> [MATERIALS PROVIDED]
┄┄┄┄┄┄┄┄┄┄┄┄┄┄┄┄┄┄┄┄

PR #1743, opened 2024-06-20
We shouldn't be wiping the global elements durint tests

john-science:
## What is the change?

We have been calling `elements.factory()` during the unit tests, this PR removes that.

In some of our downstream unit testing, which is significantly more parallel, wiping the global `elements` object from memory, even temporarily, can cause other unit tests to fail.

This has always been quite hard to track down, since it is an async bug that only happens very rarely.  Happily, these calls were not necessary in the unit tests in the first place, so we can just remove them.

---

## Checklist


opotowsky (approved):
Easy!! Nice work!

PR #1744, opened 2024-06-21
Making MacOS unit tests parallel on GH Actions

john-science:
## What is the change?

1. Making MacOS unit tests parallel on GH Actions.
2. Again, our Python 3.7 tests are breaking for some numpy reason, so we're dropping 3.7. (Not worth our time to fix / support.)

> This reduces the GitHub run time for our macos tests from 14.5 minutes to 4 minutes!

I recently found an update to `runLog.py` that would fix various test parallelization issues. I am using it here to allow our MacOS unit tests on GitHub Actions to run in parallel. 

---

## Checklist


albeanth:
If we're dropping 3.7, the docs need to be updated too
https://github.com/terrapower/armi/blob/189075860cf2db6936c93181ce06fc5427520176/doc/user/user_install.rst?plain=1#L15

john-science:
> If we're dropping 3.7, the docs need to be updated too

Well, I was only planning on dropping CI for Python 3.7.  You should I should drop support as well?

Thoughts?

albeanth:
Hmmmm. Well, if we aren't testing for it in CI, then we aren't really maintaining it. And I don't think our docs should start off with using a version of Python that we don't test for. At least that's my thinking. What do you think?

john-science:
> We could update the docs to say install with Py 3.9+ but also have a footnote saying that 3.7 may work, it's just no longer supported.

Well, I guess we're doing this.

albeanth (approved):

┄┄┄┄┄┄┄┄┄┄┄┄┄┄┄┄┄┄┄┄

> [PROBLEM TO SOLVE]
Could you filter the material above and copy each line that holds the word "just"?

> [SOLUTION FOR THIS EXERCISE]
This has always been quite hard to track down, since it is an async bug that only happens very rarely.  Happily, these calls were not necessary in the unit tests in the first place, so we can just remove them.
> We could update the docs to say install with Py 3.9+ but also have a footnote saying that 3.7 may work, it's just no longer supported.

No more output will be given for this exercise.